Data segment:
PR #4840, opened 2025-02-05
Fix vote_spacing logic 

gr0vity-dev:
The `votable()` method had incorrect logic that allowed voting on recently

What is required:
Everything in the material above needs to be transcribed exactly.

Response area:
PR #4840, opened 2025-02-05
Fix vote_spacing logic 

gr0vity-dev:
The `votable()` method had incorrect logic that allowed voting on recently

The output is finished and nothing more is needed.